In ver­schie­de­nen Ver­hand­lungs­grup­pen von CDU/CSU und SPD wird mo­men­tan an den Eck­punk­ten des Ko­ali­ti­ons­ver­tra­ges der kom­men­den Bun­des­re­gie­rung ge­ar­bei­tet. Da­bei wer­den auch wich­ti­ge Ent­schei­dun­gen zur Zu­kunft und Fi­nan­zie­rung von Werk­stät­ten er­war­tet. Die Bun­des­ar­beits­ge­mein­schaft der Werk­stät­ten hat ihre For­de­run­gen an die Ko­ali­tio­nä­re hier veröffentlicht.

Bis­her ist vom Stand der Ver­hand­lun­gen we­nig an die Öf­fent­lich­keit ge­langt. Dem Ver­neh­men nach wird über­legt, in­wie­weit die Ziel­grup­pe der Werk­stät­ten er­wei­tert wer­den kann. In ei­nem ers­ten Re­fe­ren­ten­ent­wurf ist da­von die Rede, dass die 90 Ab­ge­ord­ne­ten der FDP, die nach dem Aus­schei­den ih­rer Par­tei aus dem Bun­des­tag wie­der in das Ar­beits­le­ben ein­ge­glie­dert wer­den müs­sen, An­spruch auf Leis­tun­gen im Be­rufs­bil­dungs­be­reich ha­ben. Denk­bar wäre ein sol­cher An­spruch auch für ge­schei­ter­te Di­rekt­kan­di­da­ten des BSW. 

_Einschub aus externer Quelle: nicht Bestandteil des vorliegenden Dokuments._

Issue #15037, opened 2017-10-28
Session Write Failed


Knight-Yoshi:
### What steps will reproduce the problem?
Couldn't say this was the first time it happened and it happened only once on page reload - reloading a second time had no issue.

### What is the expected result?
Session writes to the DB

### What do you get instead?
Session write failed

### Additional info
[...]

Issue #13740, opened 2017-03-09
session_write_close(): Failed to write session data (user). Please verify that the current setting of session.save_path is correct (/var/lib/php/session)


miradnan:
### What steps will reproduce the problem?
I had 2.0.8 and I upgraded to 2.0.11
### What is the expected result?
It should allow me to browse the app instead it started throwing error
### What do you get instead?
session_write_close(): Failed to write session data (user). Please verify that the current setting of session.save_path is correct (/var/lib/php/session)

<img width="1418" alt="screen shot 2017-03-09 at 9 02 40 pm" src="https://cloud.githubusercontent.com/assets/397415/23757239/3b7fc274-050c-11e7-9627-c08d51dfdb63.png">

### Additional info

| Q                | A
| ---------------- | ---
| Yii version      | 2.0.11
| PHP version      | 7.0.15
| Operating system | Ubuntu 14

samdark:
Do you have permissions allowing your webserver user to access `/var/lib/php/session`?

miradnan:
Yes. I gave it 777 even though it doesn't work. I have 2.0.8 working on the same machine and PHP config without any issues.

samdark:
Well, "failed to write session data" means exactly what it's saying i.e. file could not be written by the user running PHP process. 2.0.8 was ignoring the fact and continue running with empty session. Current version throws this error to warn developer that it's not OK and session, in fact, isn't written.

You should check for permissions again and make sure that the user (usually `www-data`) can actually write to that directory.

miradnan:
Alex,

I checked the folder permissions before I posted this as an issue. 
My sessions are stored in MySQL database. sessions doesn't even have to write to the folder in the first place. They should directly read and write in MySQL. I can share my session config if needed pls let me know 


Thanks,
Mir Adnan

samdark:
Hmm...

> My sessions are stored in MySQL database.

But

> session_write_close(): Failed to write session data (user). Please verify that the current setting of session.save_path is correct (/var/lib/php/session)

That doesn't seem to make sense. Do you have right config file loaded?

miradnan:
Yes. The same config was working absolutely fine with 2.0.8. I upgraded and this issue came up.

Here is my sessions config.
<img width="361" alt="screen shot 2017-03-10 at 9 24 33 am" src="https://cloud.githubusercontent.com/assets/397415/23781450/684d5854-0573-11e7-9945-229af99731b2.png">

File common\db\DbSession contains
[...]

PR #17188, opened 2019-03-05
Handle DB session callback custom fields before session closed

### LINKED ISSUE #9438: error saving sessions
hi all, im using the new version of the yii2 2.0.6 but i have this problem

i get this Error

[16-Aug-2015 19:18:46 UTC] PHP Fatal error:  Uncaught exception 'yii\base\ErrorException' with message 'Unknown: Failed to write session data (user). Please verify that the current setting of session.save_path is correct (/tmp)' in Unknown:0
Stack trace:
#0 [internal function]: yii\base\ErrorHandler->handleError(2, 'Unknown: Failed...', 'Unknown', 0, Array)
#1 {main}

  thrown in Unknown on line 0

and is because i use this configuration

``` php
'session' => [
            'class' => 'yii\web\DbSession',
            'readCallback' => function ($fields) {
                    return [
                        'expireDate' => Yii::$app->formatter->asDate($fields['expire']),
                    ];
                },
            'writeCallback' => function ($session) {
                    return [
                        'user_id' => Yii::$app->user->id,
                        'ip' => $_SERVER['REMOTE_ADDR'],
                        'is_trusted' => $session->get('is_trusted', false),
                        'controllerCurrent' => Yii::$app->requestedAction->controller->id,
                        'actionCurrent' => Yii::$app->requestedAction->id,
                        'pageCurrent' => Yii::$app->id,
                        'is_guest' => Yii::$app->user->isGuest
                    ];
                }
        ]
```

in the common.php

in the localhost work Perfectly but in the remote i get the error

any have idea how can solve this ?

lubosdz:
Attempt to fix #9438, #13740, #15037.
This fixes error `Unkown: Failed to write session data (user)`.
Explanation of cause [here](https://github.com/yiisoft/yii2/issues/9438#issuecomment-469625968).

Please review - perhaps somebody might get better idea how to populate fields before closing the session without corrupting the data integrity .. (e.g. if a session variable stored into session field changed between being populated and closing the session). Personally I am not happy with this commit, but so far haven't found better solution :-|


samdark:
Doesn't seem to pass tests: https://travis-ci.org/yiisoft/yii2/jobs/501995713

lubosdz:
This is really hard to fix without BC break. 
The implementation is faulty since the very beginning.

Method `MultiFieldSession::composeFields()` attempts to do two things at the same time - populate custom fields in custom session handler after session is closed (inactive). This results into permanent errors when somebody tries to read some variable from session into custom field, typically `user ID`.

I tried 3 attempts to move preparation of custom fields, but there is always some unit test failing. I could update unit tests but it might break backward compatibility if somebody used this *feature* to set custom session content. 

Any idea how to fix ? - either introduce minor BC break or leave faulty implementation ? :-)

Also - it there guide how to run locally all framework tests? Before pushing the change I would like to run specific tests locally.

samdark:
The tests could be executed with `./vendor/bin/phpunit`. As the argument you may pass the name of the test class.

samdark:
> if somebody used this feature to set custom session content

That is possible.

lubosdz:
Fail on codeclimate `writeSession accesses the super-global variable $_SESSION` - it's used in many methods. 

Final fix works, but IMO modifying session data directly via callback should not be allowed, just like it's not possible for FileSession. Users mainly use custom writeCallback fields for tracking who's online or IDs-related stuff etc. It's kinda undocumented dirty feature specific only to DB session :-)

samdark:
We may consider disallowing it for 3.0 (sessions will be handled differently there anyway).

framework/web/DbSession.php
```diff
@@ -76,6 +76,10 @@ class DbSession extends MultiFieldSession
      */
     public $sessionTable = '{{%session}}';
 
+    /**
+    * @var array Session fields to be written into session table columns
```
samdark: Need `@since 2.0.17`.

framework/web/DbSession.php
```diff
@@ -136,6 +140,18 @@ public function regenerateID($deleteOldSession = false)
         }
     }
 
+    /**
+     * Ends the current session and store session data.
+     */
+    public function close()
```
samdark: Need `@since 2.0.17`.

framework/web/DbSession.php
```diff
@@ -169,14 +185,28 @@ public function writeSession($id, $data)
...
         try {
-            $fields = $this->composeFields($id, $data);
-            $fields = $this->typecastFields($fields);
-            $this->db->createCommand()->upsert($this->sessionTable, $fields)->execute();
+            // ensure backwards compatability (fixed #9438)
+            if($this->writeCallback && !$this->fields){
+                $this->fields = $this->composeFields();
+            }
+            // ensure data consistency
+            if(!isset($this->fields['data'])){
```
samdark: Code formatting is wrong.

1. Need spaces `if (`
2. Need spaces `) {`

samdark: 3. Need spaces `} else {`

samdark (changes requested):
Looks good except minor things.

framework/web/DbSession.php
lubosdz: Done

framework/web/MultiFieldSession.php
```diff
@@ -89,30 +89,19 @@ public function getUseCustomStorage()
...
-            $fields = array_merge(
-                $fields,
-                call_user_func($this->writeCallback, $this)
-            );
-            if (!is_string($fields['data'])) {
-                $_SESSION = $fields['data'];
-                $fields['data'] = session_encode();
-            }
+        $fields = $this->writeCallback ? call_user_func($this->writeCallback, $this) : [];
+        if($id !== null){
```
samdark: Formatting here is wrong as well.

samdark (commented):
Is it possible to add unit tests for it?

framework/web/MultiFieldSession.php
lubosdz: Sorry, missed that one, now it's fixed.

lubosdz:
Unit tests for sessions are already there:
https://github.com/yiisoft/yii2/blob/master/tests/framework/web/session/AbstractDbSessionTest.php#L136
There is no new feature to test.
Or what should be added?

samdark:
A test that failed before these changes and isn't failing with these changes.

lubosdz:
There was no failing test before this fix.
Travis was failing, because my fix was not compatible with original implementation.
Now the fix is backwards compatible so no failing tests now - just like before the fix.

lubosdz:
OK, I think it would make sense to add test for new method `close()` with user ID pulled out from session - to ensure custom fields do not interfere with inactive session anymore.

lubosdz:
Whooops .. I did not intent to merge anything, 
I just clicked Updated branch button .. and it merged. 
Please check if it's OK or squash commits, whatever needed .. 
sorry, I am not really familiar with github administration, I use gitlab or bitbucket.

samdark:
It's fine to merge master into pull request branch. No issues with it.

framework/web/DbSession.php
```diff
@@ -169,14 +187,28 @@ public function writeSession($id, $data)
...
         // https://secure.php.net/manual/en/function.session-set-save-handler.php#refsect1-function.session-set-save-handler-notes
         try {
-            $fields = $this->composeFields($id, $data);
-            $fields = $this->typecastFields($fields);
-            $this->db->createCommand()->upsert($this->sessionTable, $fields)->execute();
+            // ensure backwards compatability (fixed #9438)
+            if ($this->writeCallback && !$this->fields) {
+                $this->fields = $this->composeFields();
+            }
+            // ensure data consistency
```
samdark: Would you please elaborate what happens in this block?

tests/framework/web/session/AbstractDbSessionTest.php
```diff
@@ -147,6 +148,35 @@ public function testWriteCustomField()
...
 
+    /**
+     * @depends testReadWrite
+     */
+    public function testWriteCustomFieldWithUserId()
+    {
+        $session = new DbSession();
+        $session->open();
+
+        $savedUserId = mt_rand(111, 999);
```
samdark: Is it necessary for it to be random?

framework/web/DbSession.php
lubosdz: This is to ensure backwards compatibility & that unit tests won't fail.
Basically it forces populating custom fields on directly calling custom session handler `$session->writeSession()`.

Normally, custom fields are populated [just before closing the session](https://github.com/yiisoft/yii2/pull/17188/files#diff-6f6a191d70c6d117086ec1873e231af5R152).

But original unit tests would not call dedicated method `$session->close()` but instead directly custom handler method `$session->writeSession(sessId, sessDataString)` (because the session has not been opened), which IMO is not quite correct. 

I did not want to touch original unit tests, therefore this line must have been added as a work around solution. If direct injection of session data will drop in Yii3 these lines may be removed, or unit test should be rewritten to open/close session rather than directly calling custom handlers.

tests/framework/web/session/AbstractDbSessionTest.php
lubosdz: No, it just did development for me slightly easier to check that test locally passed during debug. Shall I make it static, e.g. 123 ?

samdark: Keeping things simple is better. Yes.

lubosdz: OK, done.

samdark (approved):

sergeymakinen (approved):
LGTM. Hacky but should work.

samdark:
Merged. Thank you!

Issue #17185, opened 2019-03-04
AssetManager appendTimestamp to manually published files


crisps-for-breakfast:
I'm attempting to use the AssetManager to manually publish some static files (neither CSS or JS), but when I call `AssetManager::publish()` it does not append the timestamp. I have set `$appendTimestamp = true`

Semantically, I would expect a function called publish, which returns a URL, to give a final URL with all amendments

Furthermore, both the parameter name used to append the timestamp, 'v', and the code itself, are hardcoded deep in the `AssetManager::getAssetUrl()`, so it's not extensible

It appears that lots of people are hitting this issue. Could you at the least open this up for extension by separating the code into a protected or public function, like `AssetManager::appendTimestamp($url)`

 It would also be nice to have a `public $appendTimestampParam = 'v'` so that this can be configured too

*I love your framework, but I often run into situations where code is not separated into functions or variables. Extending the framework often requires copying copying whole chunks of code into overridden functions, or just replacing files wholesale*

samdark:
How do you call `AssetManager::publish()` exactly?

crisps-for-breakfast:
Here is my makeshift function that publishes a file using the asset manager

    /**
     * Publish file using asset manager and return URL
     *
     * @param string $filename File to publish
     * @return string URL of published file
     *
     * @throws InvalidConfigException
     */
    public function publish($filename) {

        $assetManager = Yii::$app->assetManager;
        $sourceFilename = Yii::getAlias($filename);

        // Publish file, I was hoping this would append the timestamp
        list($publishedFilename,$url) = Yii::$app->assetManager->publish($sourceFilename);

        // Append timestamp if necessary, code from AssetManager::getAssetUrl()
        if (
            $assetManager->appendTimestamp &&
            ($timestamp = @filemtime($publishedFilename)) > 0
        ) {
            $url .= '?v=' . $timestamp;
        }

        return $url;
    }

Here is my relevant AssetManager config:

  from common

        'assetManager' => [
            // Cache bust newer assets
            'appendTimestamp' => true,
        ],

  from frontend

        'assetManager' => [
            'basePath' => '@frontend-assets-dir', // frontend/web/assets
            'baseUrl' => '@frontend-assets-url', //  example.com/assets
        ],

samdark:
@crisps-for-breakfast try code from master. Was your issue fixed?

crisps-for-breakfast:
That got it! Thank you so much :)

PR #17189, opened 2019-03-05
fix timestamp

np25071984:
| Q             | A
| ------------- | ---
| Is bugfix?    | yes
| New feature?  | no
| Breaks BC?    | no
| Tests pass?   | yes
| Fixed issues  | #17185

### DIFF
--- a/framework/CHANGELOG.md
+++ b/framework/CHANGELOG.md
@@ -4,6 +4,7 @@ Yii Framework 2 Change Log
 2.0.17 under development
 ------------------------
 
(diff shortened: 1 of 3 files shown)


s1lver:
@samdark @GHopperMSK 
```php
@filemtime($dstFile)
```
I don't think that's good. It's better to get an error than to guess what goes wrong

samdark:
@s1lver yes but it's in the same way that other timestamps added in the same class.

s1lver:
really,but don't keep doing that

samdark:
Won't do in Yii 3.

In ei­nem fol­gen­den Schritt sol­len dann auch wei­te­re Be­rufs­grup­pen in die Leis­tungs­be­rech­ti­gung von Werk­stät­ten auf­ge­nom­men wer­den, etwa ver­eins­lo­se Fuß­ball­pro­fis, in­sol­ven­te In­vest­ment­ban­ker oder Grund­schul­leh­rer mit Fehl­zei­ten von mehr als zwei Mo­na­ten pro Jahr.